▶ _INSTRUCTIONS TO FOLLOW_
Write out all of the entries below word for word.

=====

PR #1054, opened 2026-02-13
Add OpenAI pricing/costs usage feature.

rahulsprajapati:
### Description of the Change

**Features**

- Site owners can monitor OpenAI spend and set soft (alert-only) and hard (disable-features) limits to avoid surprise bills.
- Optional email alerts and clear admin notices keep usage visible.
- Hard limit prevents further API calls until the admin re-enables or raises the limit.

This PR adds **OpenAI usage monitoring and spending controls** to ClassifAI:

- **OpenAI Pricing Controller** (`OpenAIPricingController.php`): Central admin controller that:
  - Fetches usage/cost data from the OpenAI Costs API (organization-level Admin API key) via a new `UsageCosts` class.
  - Caches usage (this month, year-to-date, all-time) in the `classifai_openai_pricing` option and refreshes it on a configurable interval (default 15 minutes) using Action Scheduler.
  - Implements **soft threshold**: when usage exceeds a configured amount for a scope (current month / year to date / all time), sends an email alert to configured addresses (once per period) and shows a dismissible warning notice in the admin.
  - Implements **hard threshold**: when usage exceeds a higher configured amount, sets the `classifai_openai_hard_limit_reached` option, which gates all OpenAI API requests in `APIRequest` (get/post/post_form) and shows an error notice; optionally sends an email. Users can re-enable by increasing the limit or disabling the hard threshold on the Pricing page.
  - Registers a **dashboard widget** (Tools → Dashboard) showing this month, YTD, and all-time usage with a “Configure alerts” link when pricing is enabled.

- **UsageCosts** (`UsageCosts.php`): New provider class that calls the OpenAI organization Costs API (`/v1/organization/costs`), with optional project ID filter, supports pagination, and provides `fetch_costs(start_ts, end_ts)` and `fetch_all_time_costs()` (from 2020).

- **Admin notices** (`Notifications.php`): New `render_openai_threshold_notice()` — shows a dismissible notice when soft (warning) or hard (error) threshold is exceeded, with link to **Tools → ClassifAI → Pricing**.

- **REST API** (`Settings.php`): New routes:
  - `GET classifai/v1/openai-usage` — returns cached usage for the dashboard/settings UI.
  - `GET classifai/v1/openai-pricing-settings` — returns pricing settings with API key obfuscated and `hard_limit_reached` flag.
  - `POST classifai/v1/openai-pricing-settings` — updates pricing settings; supports `force_refresh: true` to trigger an immediate usage refresh.

[...]

PR #1060, opened 2026-02-25
Add Usage Tracking feature with OpenAI support

### LINKED ISSUE #122: Display available credits/quotas from service providers
In chatting with @dingman, one item that would be nice to expose if we can get it via service provider APIs is the current usage / credits / quotas a user has with their account.

- [ ] on the Language and Image Processing settings pages, display the available credits/quotas from enabled services
- [ ] Azure Computer Vision would ideally show `Pricing Tier`, `Subscription`, `Quota Info` (`Total Calls`, `Remaining Calls`, `Rest Period`), and `Total Cost`
- [ ] Watson NLU would ideally show `NLU Items Available`, `NLU Items Used`, `API Rate Limit`, and `Total Cost`

**Designs**
- [ ] designs needed

n/a

**Additional context**
NOTE: A NLU item is based on the number of data units enriched and the number of enrichment features applied. A data unit is 10,000 characters or less. For example: extracting Entities and Sentiment from 15,000 characters of text is (2 Data Units * 2 Enrichment Features) = 4 NLU Items.

rahulsprajapati:
### Description of the Change

This PR adds **OpenAI Usage Tracking** to ClassifAI: the ability to monitor usage/costs from the OpenAI API and enforce soft (alert-only) and hard (disable features) spending limits.

**Design overview:**

- **New service & feature:** A new `UsageTracking` service and `OpenAIUsage` feature are introduced, with provider `OpenAI\UsageTracking` that calls the [OpenAI organization costs API](https://developers.openai.com/api/reference/resources/organization/subresources/audit_logs/methods/get_costs).
- **Usage data:** Usage (MTD, YTD, all time) is fetched and cached with a configurable refresh interval (default 15 minutes) via Action Scheduler. A "Force refresh" action is available via REST and in the UI.
- **Thresholds:** 
    **Soft threshold** — when usage exceeds the configured amount for the chosen scope, a dismissible admin notice is shown and an optional email can be sent (once per period). 
    **Hard threshold** — when exceeded, an option is set, all OpenAI API requests are blocked in `APIRequest::get/post/post_form` (returning a `WP_Error`), and a non-dismissible error notice is shown with a link to re-enable from the pricing/usage page. Email can be sent once per period.
- **Scopes:** Both thresholds support scope: current month, year to date, or all time.
- **UI:** 
     - Settings under Tools → ClassifAI → Usage tracking: Admin API key, optional project ID, refresh interval, force refresh button, and soft/hard threshold toggles with amount, scope, and comma-separated emails. 
     - A dashboard widget shows MTD/YTD/all-time usage and links to configure alerts and force refresh.
- **Integration:** 
     - `Plugin.php` registers the Usage Tracking service and OpenAI Usage feature and adds `openai_usage_tracking` support to load the Action Scheduler. 
     - `APIRequest` checks `is_request_allowed()` (which respects the hard-limit option and the `classifai_can_make_request` filter) before any `get`/`post`/`post_form` call for OpenAI providers.
     - `Notifications.php` gains `render_openai_threshold_notice()` so admins see soft/hard threshold warnings in the admin.

**Verification:** 
- Enable the feature, set an OpenAI org Admin API key (and optional project ID), save. 
- Confirm usage appears in the dashboard widget and in the usage-tracking settings. 
- Set a soft threshold (e.g. $1), trigger a refresh so it's exceeded: dismissible notice and (if emails set) one email per period. 
- Set a hard threshold and exceed it: OpenAI features are blocked, non-dismissible notice appears, and (if emails set) one email per period. 
- Re-enable from the linked pricing/usage page and confirm requests work again. 
- Confirm "Force refresh" in the UI and on the dashboard triggers a refresh and that the REST endpoint `/classifai/v1/openai-usage/force-refresh` is only allowed when the feature is enabled.

**Benefits:** Visibility into OpenAI spend (MTD/YTD/all time), alerts and optional automatic disabling to avoid cost overruns, and one email per period per threshold to avoid spam.

**Possible drawback / note:** Uses an organization-level Admin API key; docs should clarify this is required and separate from project keys.

Closes https://github.com/10up/classifai/issues/122#issuecomment-3761541080

### How to test the Change

1. Install/activate ClassifAI and ensure the new settings UI is used (legacy settings off).
2. Go to **Tools → ClassifAI** and open the **Usage tracking** section for the OpenAI Usage feature. 
3. Verify you see "OpenAI usage tracking" section. Click on toggle button for this feature to enable it. 
4. Click on "Settings" button in "OpenAI usage tracking" section itself, and verify you see "OpenAI usage tracking Settings" section with following fields:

=====

▶ _REPLY_
PR #1054, opened 2026-02-13
Add OpenAI pricing/costs usage feature.

rahulsprajapati:
### Description of the Change

**Features**

- Site owners can monitor OpenAI spend and set soft (alert-only) and hard (disable-features) limits to avoid surprise bills.
- Optional email alerts and clear admin notices keep usage visible.
- Hard limit prevents further API calls until the admin re-enables or raises the limit.

This PR adds **OpenAI usage monitoring and spending controls** to ClassifAI:

- **OpenAI Pricing Controller** (`OpenAIPricingController.php`): Central admin controller that:
  - Fetches usage/cost data from the OpenAI Costs API (organization-level Admin API key) via a new `UsageCosts` class.
  - Caches usage (this month, year-to-date, all-time) in the `classifai_openai_pricing` option and refreshes it on a configurable interval (default 15 minutes) using Action Scheduler.
  - Implements **soft threshold**: when usage exceeds a configured amount for a scope (current month / year to date / all time), sends an email alert to configured addresses (once per period) and shows a dismissible warning notice in the admin.
  - Implements **hard threshold**: when usage exceeds a higher configured amount, sets the `classifai_openai_hard_limit_reached` option, which gates all OpenAI API requests in `APIRequest` (get/post/post_form) and shows an error notice; optionally sends an email. Users can re-enable by increasing the limit or disabling the hard threshold on the Pricing page.
  - Registers a **dashboard widget** (Tools → Dashboard) showing this month, YTD, and all-time usage with a “Configure alerts” link when pricing is enabled.

- **UsageCosts** (`UsageCosts.php`): New provider class that calls the OpenAI organization Costs API (`/v1/organization/costs`), with optional project ID filter, supports pagination, and provides `fetch_costs(start_ts, end_ts)` and `fetch_all_time_costs()` (from 2020).

- **Admin notices** (`Notifications.php`): New `render_openai_threshold_notice()` — shows a dismissible notice when soft (warning) or hard (error) threshold is exceeded, with link to **Tools → ClassifAI → Pricing**.

- **REST API** (`Settings.php`): New routes:
  - `GET classifai/v1/openai-usage` — returns cached usage for the dashboard/settings UI.
  - `GET classifai/v1/openai-pricing-settings` — returns pricing settings with API key obfuscated and `hard_limit_reached` flag.
  - `POST classifai/v1/openai-pricing-settings` — updates pricing settings; supports `force_refresh: true` to trigger an immediate usage refresh.

[...]

PR #1060, opened 2026-02-25
Add Usage Tracking feature with OpenAI support

### LINKED ISSUE #122: Display available credits/quotas from service providers
In chatting with @dingman, one item that would be nice to expose if we can get it via service provider APIs is the current usage / credits / quotas a user has with their account.

- [ ] on the Language and Image Processing settings pages, display the available credits/quotas from enabled services
- [ ] Azure Computer Vision would ideally show `Pricing Tier`, `Subscription`, `Quota Info` (`Total Calls`, `Remaining Calls`, `Rest Period`), and `Total Cost`
- [ ] Watson NLU would ideally show `NLU Items Available`, `NLU Items Used`, `API Rate Limit`, and `Total Cost`

**Designs**
- [ ] designs needed

n/a

**Additional context**
NOTE: A NLU item is based on the number of data units enriched and the number of enrichment features applied. A data unit is 10,000 characters or less. For example: extracting Entities and Sentiment from 15,000 characters of text is (2 Data Units * 2 Enrichment Features) = 4 NLU Items.

rahulsprajapati:
### Description of the Change

This PR adds **OpenAI Usage Tracking** to ClassifAI: the ability to monitor usage/costs from the OpenAI API and enforce soft (alert-only) and hard (disable features) spending limits.

**Design overview:**

- **New service & feature:** A new `UsageTracking` service and `OpenAIUsage` feature are introduced, with provider `OpenAI\UsageTracking` that calls the [OpenAI organization costs API](https://developers.openai.com/api/reference/resources/organization/subresources/audit_logs/methods/get_costs).
- **Usage data:** Usage (MTD, YTD, all time) is fetched and cached with a configurable refresh interval (default 15 minutes) via Action Scheduler. A "Force refresh" action is available via REST and in the UI.
- **Thresholds:** 
    **Soft threshold** — when usage exceeds the configured amount for the chosen scope, a dismissible admin notice is shown and an optional email can be sent (once per period). 
    **Hard threshold** — when exceeded, an option is set, all OpenAI API requests are blocked in `APIRequest::get/post/post_form` (returning a `WP_Error`), and a non-dismissible error notice is shown with a link to re-enable from the pricing/usage page. Email can be sent once per period.
- **Scopes:** Both thresholds support scope: current month, year to date, or all time.
- **UI:** 
     - Settings under Tools → ClassifAI → Usage tracking: Admin API key, optional project ID, refresh interval, force refresh button, and soft/hard threshold toggles with amount, scope, and comma-separated emails. 
     - A dashboard widget shows MTD/YTD/all-time usage and links to configure alerts and force refresh.
- **Integration:** 
     - `Plugin.php` registers the Usage Tracking service and OpenAI Usage feature and adds `openai_usage_tracking` support to load the Action Scheduler. 
     - `APIRequest` checks `is_request_allowed()` (which respects the hard-limit option and the `classifai_can_make_request` filter) before any `get`/`post`/`post_form` call for OpenAI providers.
     - `Notifications.php` gains `render_openai_threshold_notice()` so admins see soft/hard threshold warnings in the admin.

**Verification:** 
- Enable the feature, set an OpenAI org Admin API key (and optional project ID), save. 
- Confirm usage appears in the dashboard widget and in the usage-tracking settings. 
- Set a soft threshold (e.g. $1), trigger a refresh so it's exceeded: dismissible notice and (if emails set) one email per period. 
- Set a hard threshold and exceed it: OpenAI features are blocked, non-dismissible notice appears, and (if emails set) one email per period. 
- Re-enable from the linked pricing/usage page and confirm requests work again. 
- Confirm "Force refresh" in the UI and on the dashboard triggers a refresh and that the REST endpoint `/classifai/v1/openai-usage/force-refresh` is only allowed when the feature is enabled.

**Benefits:** Visibility into OpenAI spend (MTD/YTD/all time), alerts and optional automatic disabling to avoid cost overruns, and one email per period per threshold to avoid spam.

**Possible drawback / note:** Uses an organization-level Admin API key; docs should clarify this is required and separate from project keys.

Closes https://github.com/10up/classifai/issues/122#issuecomment-3761541080

### How to test the Change

1. Install/activate ClassifAI and ensure the new settings UI is used (legacy settings off).
2. Go to **Tools → ClassifAI** and open the **Usage tracking** section for the OpenAI Usage feature. 
3. Verify you see "OpenAI usage tracking" section. Click on toggle button for this feature to enable it. 
4. Click on "Settings" button in "OpenAI usage tracking" section itself, and verify you see "OpenAI usage tracking Settings" section with following fields:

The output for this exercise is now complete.